A speculative incentive design: self-determined price commitments as a way of averting monopoly

[Epistemic status: A half-baked idea that I only came up with yesterday, but am nonetheless kind of excited by and I expect something like it will end up fitting in somewhere someday.]

background


Today, there is a lurking leech of a strategy where platform owners keep their margin high until the moment they need to fight off a competitor, then once a competitor emerges, they can easily lower it so that the competitor, with their scale disadvantage, can’t win an audience, and is driven out of business. Tech is illegible enough that regulators couldn’t reliably see through whatever lie is floated to explain the sudden price decrease, the evil can’t truly be policed. The real damage done here is that the hero, the ascendant competitor, would only have been punished for trying, and I say “would”, for this reason no hero actually steps up, most of this story doesn’t play out, there is no competitor, so there is no price decrease.

There are many obvious examples of platforms we all rely on, which you and I know wouldn’t cost anything at this point if competence, economy and generosity were well rewarded, whose maintainers are instead still taking monstrous cuts from all of the commerce that takes place on them. The gaming platform Steam, Uber Eats, Amazon Books, and so many that people outside of their industry don’t even hear about, the hiring platforms, the licensed tools.

the thing:


These bad things couldn’t happen if, before scaling up a technological platform with highly self-determined prices, platform owners are required to commit to all of their prices, many years in advance, and stick to them.

If a competitor arises who has reason to believe they can beat the committed prices, they can invest the money and enter the market, save in the confidence that the incumbent will not swoop down and take it from them once they’re ready to launch.

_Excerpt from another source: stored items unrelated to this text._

PR #264, opened 2024-09-23
refactor: move sysusers file to dist/srpm

subpop:
Downstream distributions like Fedora prefer to manage sysuser files
downstream, so there is not much advantage to shipping a sysusers file
upstream. Instead move it to the in-tree 'dist/srpm' directory to
include the sysusers file when creating an RPM.

This commit also applies the Fedora %sysusers_create_compat macro to
create sysusers during installation.

Fixes: RHEL-59163


jirihnidek (approved):
LGTM it seems that it also fixes https://issues.redhat.com/browse/CCT-711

For the first mover to avoid this, they must commit to prices that progressively decrease, in step with their well informed, insider analysis of the sectors expected propensity to create cheaper alternatives; and if they do it well, this obviates the need for anyone to actually do the redundant work of creating the cheaper alternatives! A company that produces the most convincing possible estimate of possible price decreases from fair competition over time will usually not face competition, nor should they, they will get only, yet all, the profits a fair and competitive market could support.